◆ **Dataset records**
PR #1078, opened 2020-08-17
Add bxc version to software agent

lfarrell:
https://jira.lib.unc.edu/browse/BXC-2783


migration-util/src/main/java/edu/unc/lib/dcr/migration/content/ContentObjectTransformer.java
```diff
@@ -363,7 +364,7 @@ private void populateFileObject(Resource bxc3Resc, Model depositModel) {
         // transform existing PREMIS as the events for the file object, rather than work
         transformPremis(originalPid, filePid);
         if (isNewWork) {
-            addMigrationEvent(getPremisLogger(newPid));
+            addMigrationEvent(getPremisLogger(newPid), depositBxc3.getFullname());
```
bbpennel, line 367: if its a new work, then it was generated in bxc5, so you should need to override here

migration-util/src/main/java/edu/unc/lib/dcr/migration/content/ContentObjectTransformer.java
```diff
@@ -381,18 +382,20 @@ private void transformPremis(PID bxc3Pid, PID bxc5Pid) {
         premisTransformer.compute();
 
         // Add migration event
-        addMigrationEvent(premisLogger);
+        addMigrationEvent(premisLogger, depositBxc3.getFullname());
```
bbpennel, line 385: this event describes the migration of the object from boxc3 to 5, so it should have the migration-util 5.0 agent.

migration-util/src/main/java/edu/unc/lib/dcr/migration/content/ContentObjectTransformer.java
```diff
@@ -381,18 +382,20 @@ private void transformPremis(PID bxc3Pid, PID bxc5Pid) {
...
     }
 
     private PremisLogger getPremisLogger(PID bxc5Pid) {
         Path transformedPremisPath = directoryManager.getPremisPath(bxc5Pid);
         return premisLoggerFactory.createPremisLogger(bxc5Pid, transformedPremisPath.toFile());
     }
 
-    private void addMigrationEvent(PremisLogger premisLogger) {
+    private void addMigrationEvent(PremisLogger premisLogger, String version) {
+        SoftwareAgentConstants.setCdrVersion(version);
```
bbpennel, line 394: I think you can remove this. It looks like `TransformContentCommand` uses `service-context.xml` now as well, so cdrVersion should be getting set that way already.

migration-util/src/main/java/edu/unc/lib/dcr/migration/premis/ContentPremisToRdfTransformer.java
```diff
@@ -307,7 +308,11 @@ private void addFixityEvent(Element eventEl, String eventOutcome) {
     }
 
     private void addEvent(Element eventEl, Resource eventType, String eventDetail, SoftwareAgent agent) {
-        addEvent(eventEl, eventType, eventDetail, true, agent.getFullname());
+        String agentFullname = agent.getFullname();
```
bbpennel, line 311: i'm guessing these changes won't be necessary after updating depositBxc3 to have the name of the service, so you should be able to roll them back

--

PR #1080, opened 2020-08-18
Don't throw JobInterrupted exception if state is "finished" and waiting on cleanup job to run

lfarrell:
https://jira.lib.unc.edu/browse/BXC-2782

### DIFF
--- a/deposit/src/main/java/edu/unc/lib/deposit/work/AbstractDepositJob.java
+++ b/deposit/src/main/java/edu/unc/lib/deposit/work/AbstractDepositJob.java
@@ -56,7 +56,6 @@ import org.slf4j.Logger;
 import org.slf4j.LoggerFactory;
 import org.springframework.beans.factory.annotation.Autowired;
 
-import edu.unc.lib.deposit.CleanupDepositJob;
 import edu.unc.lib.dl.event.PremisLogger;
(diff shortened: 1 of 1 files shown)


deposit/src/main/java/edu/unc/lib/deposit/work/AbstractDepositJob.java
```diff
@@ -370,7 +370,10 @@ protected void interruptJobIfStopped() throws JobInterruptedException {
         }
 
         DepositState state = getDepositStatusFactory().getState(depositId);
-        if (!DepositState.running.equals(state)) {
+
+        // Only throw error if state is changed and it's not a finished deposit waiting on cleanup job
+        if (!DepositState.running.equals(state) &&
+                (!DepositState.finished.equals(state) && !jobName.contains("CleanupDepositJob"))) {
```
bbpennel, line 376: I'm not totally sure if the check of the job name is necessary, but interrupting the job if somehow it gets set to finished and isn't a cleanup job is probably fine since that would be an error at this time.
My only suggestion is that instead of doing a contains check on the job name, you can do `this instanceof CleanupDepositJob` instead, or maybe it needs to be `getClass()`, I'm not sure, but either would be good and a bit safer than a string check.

◆ **Problem to solve**
Could you restate word for word the lines above, from the one that contains "import edu.unc.lib.dl.event.PremisLogger;" through the one that contains "bbpennel, line 376: I'm", and no others?

◆ **Response to this exercise**
 import edu.unc.lib.dl.event.PremisLogger;
(diff shortened: 1 of 1 files shown)


deposit/src/main/java/edu/unc/lib/deposit/work/AbstractDepositJob.java
```diff
@@ -370,7 +370,10 @@ protected void interruptJobIfStopped() throws JobInterruptedException {
         }
 
         DepositState state = getDepositStatusFactory().getState(depositId);
-        if (!DepositState.running.equals(state)) {
+
+        // Only throw error if state is changed and it's not a finished deposit waiting on cleanup job
+        if (!DepositState.running.equals(state) &&
+                (!DepositState.finished.equals(state) && !jobName.contains("CleanupDepositJob"))) {
```
bbpennel, line 376: I'm not totally sure if the check of the job name is necessary, but interrupting the job if somehow it gets set to finished and isn't a cleanup job is probably fine since that would be an error at this time.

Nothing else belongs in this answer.